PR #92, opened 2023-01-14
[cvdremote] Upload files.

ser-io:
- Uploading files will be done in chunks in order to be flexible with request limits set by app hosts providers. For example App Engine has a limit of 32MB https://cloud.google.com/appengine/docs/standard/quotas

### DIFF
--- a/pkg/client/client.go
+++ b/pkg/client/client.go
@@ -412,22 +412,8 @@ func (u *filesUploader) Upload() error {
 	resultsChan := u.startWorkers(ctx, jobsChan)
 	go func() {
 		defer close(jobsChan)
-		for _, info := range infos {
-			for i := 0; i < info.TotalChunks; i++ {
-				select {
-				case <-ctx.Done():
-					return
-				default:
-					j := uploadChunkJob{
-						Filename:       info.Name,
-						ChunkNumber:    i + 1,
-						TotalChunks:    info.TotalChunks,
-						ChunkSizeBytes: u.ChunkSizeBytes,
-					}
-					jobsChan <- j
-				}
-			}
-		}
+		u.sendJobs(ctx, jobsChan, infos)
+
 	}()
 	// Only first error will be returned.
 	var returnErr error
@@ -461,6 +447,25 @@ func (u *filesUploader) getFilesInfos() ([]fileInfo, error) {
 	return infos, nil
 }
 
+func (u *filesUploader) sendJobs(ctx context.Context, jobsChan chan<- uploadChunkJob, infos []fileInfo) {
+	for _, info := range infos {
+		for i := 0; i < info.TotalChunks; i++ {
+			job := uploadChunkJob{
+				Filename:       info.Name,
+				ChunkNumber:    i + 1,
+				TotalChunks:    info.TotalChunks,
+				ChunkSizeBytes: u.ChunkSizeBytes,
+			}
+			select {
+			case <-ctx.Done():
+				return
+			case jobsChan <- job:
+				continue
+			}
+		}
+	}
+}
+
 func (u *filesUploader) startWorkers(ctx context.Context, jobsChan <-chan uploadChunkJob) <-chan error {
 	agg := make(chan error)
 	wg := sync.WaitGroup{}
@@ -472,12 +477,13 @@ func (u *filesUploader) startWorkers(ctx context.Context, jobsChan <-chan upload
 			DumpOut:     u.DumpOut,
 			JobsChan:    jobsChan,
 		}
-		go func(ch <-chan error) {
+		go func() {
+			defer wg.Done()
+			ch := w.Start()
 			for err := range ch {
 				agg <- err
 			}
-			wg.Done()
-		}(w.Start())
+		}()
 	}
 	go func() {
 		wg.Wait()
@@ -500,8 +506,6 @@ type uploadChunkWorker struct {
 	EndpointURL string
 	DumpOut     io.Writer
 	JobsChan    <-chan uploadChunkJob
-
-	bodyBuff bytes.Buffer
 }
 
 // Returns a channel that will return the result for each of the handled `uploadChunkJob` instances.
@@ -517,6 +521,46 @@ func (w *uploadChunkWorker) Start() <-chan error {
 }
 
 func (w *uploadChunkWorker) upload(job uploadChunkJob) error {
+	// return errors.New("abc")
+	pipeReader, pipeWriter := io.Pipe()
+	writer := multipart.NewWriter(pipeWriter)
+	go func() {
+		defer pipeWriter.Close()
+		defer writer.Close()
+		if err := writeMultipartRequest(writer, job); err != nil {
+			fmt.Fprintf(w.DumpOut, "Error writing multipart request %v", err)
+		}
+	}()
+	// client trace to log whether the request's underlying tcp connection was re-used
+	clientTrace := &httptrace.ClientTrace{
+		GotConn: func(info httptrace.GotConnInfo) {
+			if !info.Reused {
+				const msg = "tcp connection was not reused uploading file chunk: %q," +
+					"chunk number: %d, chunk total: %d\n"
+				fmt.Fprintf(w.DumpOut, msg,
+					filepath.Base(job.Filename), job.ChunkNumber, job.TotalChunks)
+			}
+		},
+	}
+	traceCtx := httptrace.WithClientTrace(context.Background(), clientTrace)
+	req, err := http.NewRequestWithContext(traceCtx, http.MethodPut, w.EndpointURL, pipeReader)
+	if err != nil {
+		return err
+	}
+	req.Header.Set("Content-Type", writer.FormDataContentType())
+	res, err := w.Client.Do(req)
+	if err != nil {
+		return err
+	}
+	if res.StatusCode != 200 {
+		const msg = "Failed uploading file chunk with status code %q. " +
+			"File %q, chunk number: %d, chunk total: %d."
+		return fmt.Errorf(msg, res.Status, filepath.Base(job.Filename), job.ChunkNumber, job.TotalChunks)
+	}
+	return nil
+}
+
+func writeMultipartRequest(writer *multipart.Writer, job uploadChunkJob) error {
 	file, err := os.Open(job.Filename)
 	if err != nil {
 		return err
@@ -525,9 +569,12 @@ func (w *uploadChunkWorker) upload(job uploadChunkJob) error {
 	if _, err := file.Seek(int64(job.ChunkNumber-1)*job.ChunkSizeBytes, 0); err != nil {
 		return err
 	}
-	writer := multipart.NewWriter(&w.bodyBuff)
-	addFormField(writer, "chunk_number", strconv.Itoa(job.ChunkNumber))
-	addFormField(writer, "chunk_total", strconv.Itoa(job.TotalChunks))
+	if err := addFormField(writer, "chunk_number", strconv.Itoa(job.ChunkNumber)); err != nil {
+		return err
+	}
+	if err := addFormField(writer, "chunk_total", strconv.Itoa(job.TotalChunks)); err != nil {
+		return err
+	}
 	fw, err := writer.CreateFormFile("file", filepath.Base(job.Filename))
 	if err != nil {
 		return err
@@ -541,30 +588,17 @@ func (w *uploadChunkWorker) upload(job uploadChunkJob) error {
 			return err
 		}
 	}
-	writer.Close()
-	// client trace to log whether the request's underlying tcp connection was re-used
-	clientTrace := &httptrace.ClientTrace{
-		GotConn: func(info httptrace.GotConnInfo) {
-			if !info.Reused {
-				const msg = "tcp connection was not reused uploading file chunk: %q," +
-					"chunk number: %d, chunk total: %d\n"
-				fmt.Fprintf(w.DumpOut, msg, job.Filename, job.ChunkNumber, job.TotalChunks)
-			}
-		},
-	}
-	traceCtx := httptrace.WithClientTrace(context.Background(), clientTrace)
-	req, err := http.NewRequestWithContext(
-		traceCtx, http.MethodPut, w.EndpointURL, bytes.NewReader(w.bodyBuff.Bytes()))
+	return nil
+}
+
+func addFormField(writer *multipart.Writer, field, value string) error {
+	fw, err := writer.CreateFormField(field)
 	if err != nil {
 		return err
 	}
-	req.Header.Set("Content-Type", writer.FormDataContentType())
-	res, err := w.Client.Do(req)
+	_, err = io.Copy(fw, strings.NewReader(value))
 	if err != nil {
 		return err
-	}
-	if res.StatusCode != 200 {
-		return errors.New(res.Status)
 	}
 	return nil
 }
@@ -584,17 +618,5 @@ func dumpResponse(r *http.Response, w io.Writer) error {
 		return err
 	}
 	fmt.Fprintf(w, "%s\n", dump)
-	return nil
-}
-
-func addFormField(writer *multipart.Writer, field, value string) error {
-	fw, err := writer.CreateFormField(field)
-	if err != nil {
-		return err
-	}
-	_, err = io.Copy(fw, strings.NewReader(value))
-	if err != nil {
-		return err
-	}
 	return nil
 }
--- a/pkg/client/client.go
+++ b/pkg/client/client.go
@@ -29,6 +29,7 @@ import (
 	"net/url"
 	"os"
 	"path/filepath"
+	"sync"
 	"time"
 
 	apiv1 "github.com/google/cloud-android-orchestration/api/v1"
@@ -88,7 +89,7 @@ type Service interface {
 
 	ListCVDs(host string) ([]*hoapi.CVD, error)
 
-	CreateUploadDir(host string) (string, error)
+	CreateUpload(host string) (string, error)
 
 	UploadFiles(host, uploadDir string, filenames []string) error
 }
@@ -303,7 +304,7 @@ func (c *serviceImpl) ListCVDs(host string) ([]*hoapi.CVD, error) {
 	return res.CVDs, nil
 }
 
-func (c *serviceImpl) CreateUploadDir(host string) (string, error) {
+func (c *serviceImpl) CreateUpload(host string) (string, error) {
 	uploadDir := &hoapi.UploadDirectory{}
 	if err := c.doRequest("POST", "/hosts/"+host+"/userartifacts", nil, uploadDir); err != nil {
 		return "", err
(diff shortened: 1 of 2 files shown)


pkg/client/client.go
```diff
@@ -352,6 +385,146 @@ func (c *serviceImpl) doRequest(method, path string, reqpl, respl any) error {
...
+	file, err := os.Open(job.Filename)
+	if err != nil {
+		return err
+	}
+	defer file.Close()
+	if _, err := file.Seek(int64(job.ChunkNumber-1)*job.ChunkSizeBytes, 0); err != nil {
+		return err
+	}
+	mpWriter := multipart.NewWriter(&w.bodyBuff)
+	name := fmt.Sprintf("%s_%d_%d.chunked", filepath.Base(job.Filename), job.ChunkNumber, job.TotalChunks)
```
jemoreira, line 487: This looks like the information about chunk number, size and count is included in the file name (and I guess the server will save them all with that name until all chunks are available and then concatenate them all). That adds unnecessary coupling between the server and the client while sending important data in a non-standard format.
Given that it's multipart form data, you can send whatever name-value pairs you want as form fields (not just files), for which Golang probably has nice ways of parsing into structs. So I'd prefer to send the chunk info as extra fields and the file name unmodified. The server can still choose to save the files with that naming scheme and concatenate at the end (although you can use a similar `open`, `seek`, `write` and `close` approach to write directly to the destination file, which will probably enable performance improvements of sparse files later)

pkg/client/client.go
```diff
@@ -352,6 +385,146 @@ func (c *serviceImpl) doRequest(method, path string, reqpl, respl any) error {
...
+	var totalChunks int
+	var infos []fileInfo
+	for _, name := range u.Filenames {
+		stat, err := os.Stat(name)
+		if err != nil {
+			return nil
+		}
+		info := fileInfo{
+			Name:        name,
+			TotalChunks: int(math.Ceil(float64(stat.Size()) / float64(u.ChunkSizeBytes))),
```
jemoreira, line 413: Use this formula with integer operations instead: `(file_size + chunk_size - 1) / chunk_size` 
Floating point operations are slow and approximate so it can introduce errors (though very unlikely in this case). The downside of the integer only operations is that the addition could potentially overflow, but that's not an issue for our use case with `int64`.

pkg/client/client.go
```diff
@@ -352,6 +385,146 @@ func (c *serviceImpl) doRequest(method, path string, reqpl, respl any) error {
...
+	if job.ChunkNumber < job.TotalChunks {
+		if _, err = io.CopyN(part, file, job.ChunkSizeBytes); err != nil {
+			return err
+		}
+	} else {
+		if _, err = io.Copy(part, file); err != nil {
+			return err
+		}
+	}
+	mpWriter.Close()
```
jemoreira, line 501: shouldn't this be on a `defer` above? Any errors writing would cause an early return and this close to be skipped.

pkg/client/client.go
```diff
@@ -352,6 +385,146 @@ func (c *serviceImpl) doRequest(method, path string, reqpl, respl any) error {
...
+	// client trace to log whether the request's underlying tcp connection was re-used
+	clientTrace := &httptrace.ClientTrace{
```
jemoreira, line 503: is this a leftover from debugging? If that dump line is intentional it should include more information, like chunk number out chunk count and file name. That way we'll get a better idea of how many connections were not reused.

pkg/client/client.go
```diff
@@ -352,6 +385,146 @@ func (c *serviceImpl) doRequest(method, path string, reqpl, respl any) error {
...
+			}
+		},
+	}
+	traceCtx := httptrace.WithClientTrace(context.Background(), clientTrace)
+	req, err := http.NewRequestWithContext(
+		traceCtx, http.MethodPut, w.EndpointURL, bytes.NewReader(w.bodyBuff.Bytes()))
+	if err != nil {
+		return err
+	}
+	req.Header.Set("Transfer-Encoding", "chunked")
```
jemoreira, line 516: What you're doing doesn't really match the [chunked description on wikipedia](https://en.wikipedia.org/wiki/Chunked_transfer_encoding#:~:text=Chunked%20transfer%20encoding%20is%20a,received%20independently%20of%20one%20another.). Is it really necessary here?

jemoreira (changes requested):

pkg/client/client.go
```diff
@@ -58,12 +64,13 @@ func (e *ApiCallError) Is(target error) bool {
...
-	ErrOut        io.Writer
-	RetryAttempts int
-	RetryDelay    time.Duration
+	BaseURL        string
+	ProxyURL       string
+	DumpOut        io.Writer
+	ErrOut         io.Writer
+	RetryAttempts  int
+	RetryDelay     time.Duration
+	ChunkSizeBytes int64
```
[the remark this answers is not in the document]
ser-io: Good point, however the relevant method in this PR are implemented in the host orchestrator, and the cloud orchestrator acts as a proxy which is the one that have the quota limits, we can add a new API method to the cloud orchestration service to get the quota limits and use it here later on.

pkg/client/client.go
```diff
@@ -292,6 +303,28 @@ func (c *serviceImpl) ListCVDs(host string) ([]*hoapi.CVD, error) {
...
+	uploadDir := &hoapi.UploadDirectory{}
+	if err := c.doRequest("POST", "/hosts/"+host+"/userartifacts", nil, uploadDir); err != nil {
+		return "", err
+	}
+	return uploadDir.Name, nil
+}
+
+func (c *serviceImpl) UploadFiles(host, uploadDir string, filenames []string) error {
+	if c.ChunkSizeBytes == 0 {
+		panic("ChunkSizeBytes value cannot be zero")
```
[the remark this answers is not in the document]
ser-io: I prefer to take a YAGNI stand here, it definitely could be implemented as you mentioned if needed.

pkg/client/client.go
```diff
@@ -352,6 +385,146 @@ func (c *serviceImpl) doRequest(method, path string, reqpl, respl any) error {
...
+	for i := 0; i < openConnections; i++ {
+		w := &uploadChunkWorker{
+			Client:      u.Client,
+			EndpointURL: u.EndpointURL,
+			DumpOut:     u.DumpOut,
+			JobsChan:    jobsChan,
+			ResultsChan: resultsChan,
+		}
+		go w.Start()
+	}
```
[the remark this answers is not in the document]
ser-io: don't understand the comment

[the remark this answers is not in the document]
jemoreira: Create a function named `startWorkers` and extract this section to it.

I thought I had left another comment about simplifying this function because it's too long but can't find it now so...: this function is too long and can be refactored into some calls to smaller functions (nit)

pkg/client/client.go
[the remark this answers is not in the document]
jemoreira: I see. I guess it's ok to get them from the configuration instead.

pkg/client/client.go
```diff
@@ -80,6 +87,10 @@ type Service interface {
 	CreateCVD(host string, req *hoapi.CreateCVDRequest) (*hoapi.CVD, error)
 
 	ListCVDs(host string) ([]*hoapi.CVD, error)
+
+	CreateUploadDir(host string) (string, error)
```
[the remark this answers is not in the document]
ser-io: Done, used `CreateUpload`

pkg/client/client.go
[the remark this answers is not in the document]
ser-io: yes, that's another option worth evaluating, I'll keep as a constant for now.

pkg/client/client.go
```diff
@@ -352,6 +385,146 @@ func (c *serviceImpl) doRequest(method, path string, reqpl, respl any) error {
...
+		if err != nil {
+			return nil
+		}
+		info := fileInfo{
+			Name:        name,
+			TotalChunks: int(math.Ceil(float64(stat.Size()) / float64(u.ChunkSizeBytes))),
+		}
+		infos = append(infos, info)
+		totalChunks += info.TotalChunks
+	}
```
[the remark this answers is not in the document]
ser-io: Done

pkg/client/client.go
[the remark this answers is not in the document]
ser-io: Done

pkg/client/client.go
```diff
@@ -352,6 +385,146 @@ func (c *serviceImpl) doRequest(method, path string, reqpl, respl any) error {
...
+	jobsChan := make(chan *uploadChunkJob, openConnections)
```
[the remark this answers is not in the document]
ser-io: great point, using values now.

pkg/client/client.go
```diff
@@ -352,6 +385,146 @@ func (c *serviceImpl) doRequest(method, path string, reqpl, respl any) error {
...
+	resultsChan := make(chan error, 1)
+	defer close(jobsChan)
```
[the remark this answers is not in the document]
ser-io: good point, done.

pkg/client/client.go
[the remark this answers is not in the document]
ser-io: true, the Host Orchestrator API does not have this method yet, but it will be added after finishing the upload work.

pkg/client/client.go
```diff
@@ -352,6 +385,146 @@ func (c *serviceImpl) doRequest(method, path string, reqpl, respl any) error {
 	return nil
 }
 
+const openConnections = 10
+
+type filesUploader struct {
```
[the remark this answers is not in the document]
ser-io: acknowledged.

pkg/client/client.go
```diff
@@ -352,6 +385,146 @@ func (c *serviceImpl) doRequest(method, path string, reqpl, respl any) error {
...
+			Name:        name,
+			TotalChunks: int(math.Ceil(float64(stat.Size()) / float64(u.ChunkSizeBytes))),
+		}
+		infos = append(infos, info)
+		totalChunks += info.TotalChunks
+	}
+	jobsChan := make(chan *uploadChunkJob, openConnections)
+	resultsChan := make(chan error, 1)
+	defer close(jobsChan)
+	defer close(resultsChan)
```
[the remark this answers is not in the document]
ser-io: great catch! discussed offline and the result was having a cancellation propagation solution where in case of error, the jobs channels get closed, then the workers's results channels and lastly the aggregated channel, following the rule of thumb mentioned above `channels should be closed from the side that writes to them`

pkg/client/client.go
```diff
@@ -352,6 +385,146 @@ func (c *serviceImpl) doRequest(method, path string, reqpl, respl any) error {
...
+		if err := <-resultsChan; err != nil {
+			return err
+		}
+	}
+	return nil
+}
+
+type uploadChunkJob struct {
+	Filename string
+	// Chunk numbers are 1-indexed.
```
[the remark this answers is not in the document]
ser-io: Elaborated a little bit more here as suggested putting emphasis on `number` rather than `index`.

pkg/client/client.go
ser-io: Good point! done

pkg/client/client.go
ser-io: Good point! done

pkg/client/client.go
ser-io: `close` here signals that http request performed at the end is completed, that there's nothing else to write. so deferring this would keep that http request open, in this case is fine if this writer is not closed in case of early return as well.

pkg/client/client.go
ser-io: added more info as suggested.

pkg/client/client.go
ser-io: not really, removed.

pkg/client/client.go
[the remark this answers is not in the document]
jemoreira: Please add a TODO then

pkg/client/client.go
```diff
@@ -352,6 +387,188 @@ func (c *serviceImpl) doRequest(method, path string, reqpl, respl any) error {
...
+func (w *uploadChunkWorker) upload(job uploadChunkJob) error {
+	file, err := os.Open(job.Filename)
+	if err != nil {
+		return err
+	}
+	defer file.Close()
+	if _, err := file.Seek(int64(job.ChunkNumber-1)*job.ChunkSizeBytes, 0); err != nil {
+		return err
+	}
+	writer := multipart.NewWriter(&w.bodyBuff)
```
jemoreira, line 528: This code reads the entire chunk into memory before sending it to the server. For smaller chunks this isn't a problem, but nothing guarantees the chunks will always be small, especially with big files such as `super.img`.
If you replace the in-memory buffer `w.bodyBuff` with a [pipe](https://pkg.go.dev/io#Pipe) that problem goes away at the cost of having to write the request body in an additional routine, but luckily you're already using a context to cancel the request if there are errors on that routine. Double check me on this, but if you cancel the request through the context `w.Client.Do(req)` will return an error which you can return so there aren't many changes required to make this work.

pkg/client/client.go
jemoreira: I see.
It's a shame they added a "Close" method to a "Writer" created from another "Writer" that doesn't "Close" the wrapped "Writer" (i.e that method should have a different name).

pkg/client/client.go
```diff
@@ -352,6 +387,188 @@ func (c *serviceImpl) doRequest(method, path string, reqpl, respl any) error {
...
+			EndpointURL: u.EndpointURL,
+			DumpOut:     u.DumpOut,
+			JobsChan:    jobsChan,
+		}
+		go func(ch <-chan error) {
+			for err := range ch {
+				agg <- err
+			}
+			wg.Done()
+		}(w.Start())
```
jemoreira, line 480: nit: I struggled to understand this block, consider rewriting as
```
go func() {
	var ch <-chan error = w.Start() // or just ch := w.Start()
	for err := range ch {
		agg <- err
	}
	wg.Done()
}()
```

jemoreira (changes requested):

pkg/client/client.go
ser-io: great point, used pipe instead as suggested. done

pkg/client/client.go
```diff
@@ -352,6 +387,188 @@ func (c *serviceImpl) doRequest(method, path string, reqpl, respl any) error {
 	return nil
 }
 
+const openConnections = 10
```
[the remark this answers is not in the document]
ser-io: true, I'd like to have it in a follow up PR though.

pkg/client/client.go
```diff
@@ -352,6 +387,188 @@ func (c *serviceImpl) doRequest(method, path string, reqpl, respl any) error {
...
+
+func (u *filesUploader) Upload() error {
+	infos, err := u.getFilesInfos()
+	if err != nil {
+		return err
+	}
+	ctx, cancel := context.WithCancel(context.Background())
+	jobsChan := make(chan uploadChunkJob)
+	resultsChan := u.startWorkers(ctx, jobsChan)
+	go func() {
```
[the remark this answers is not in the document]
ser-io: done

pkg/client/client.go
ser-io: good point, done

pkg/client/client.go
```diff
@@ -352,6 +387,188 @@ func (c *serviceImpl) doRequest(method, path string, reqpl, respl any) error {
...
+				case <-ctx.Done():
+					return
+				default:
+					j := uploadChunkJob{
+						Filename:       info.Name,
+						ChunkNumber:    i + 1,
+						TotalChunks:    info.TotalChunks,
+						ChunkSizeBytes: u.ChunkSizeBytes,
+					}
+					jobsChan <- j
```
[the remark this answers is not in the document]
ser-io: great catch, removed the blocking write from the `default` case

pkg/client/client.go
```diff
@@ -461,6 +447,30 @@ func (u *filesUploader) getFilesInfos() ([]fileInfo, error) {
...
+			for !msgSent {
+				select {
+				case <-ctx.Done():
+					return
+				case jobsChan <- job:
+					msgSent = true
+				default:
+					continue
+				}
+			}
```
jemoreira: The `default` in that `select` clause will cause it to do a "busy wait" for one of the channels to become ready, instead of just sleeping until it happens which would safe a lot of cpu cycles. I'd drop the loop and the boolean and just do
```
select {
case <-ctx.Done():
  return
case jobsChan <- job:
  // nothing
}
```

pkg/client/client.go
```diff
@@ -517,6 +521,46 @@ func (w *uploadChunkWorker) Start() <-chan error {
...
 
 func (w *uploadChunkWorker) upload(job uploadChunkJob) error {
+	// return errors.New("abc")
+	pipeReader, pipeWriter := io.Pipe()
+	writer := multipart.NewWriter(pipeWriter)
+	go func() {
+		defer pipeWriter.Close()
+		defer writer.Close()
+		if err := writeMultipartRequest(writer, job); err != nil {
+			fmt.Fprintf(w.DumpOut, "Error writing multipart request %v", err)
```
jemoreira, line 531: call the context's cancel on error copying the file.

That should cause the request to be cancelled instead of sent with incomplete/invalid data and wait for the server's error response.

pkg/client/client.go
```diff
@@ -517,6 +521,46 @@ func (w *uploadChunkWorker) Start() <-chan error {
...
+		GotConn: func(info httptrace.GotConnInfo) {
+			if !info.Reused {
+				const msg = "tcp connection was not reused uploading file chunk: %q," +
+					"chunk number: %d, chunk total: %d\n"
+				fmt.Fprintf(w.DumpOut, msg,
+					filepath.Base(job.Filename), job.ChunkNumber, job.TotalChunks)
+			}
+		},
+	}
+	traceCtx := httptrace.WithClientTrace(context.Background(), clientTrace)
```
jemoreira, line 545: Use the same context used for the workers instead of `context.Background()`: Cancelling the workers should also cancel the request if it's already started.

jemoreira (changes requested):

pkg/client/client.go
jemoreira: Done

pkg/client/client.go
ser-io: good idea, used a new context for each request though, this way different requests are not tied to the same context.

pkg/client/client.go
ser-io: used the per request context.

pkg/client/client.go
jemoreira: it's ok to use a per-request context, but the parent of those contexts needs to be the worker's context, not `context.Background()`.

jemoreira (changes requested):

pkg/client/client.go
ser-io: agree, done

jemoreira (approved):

Your objective
For this exercise, find all lines in the records containing the word "standard" and copy them.

Solution to the exercise
- Uploading files will be done in chunks in order to be flexible with request limits set by app hosts providers. For example App Engine has a limit of 32MB https://cloud.google.com/appengine/docs/standard/quotas
jemoreira, line 487: This looks like the information about chunk number, size and count is included in the file name (and I guess the server will save them all with that name until all chunks are available and then concatenate them all). That adds unnecessary coupling between the server and the client while sending important data in a non-standard format.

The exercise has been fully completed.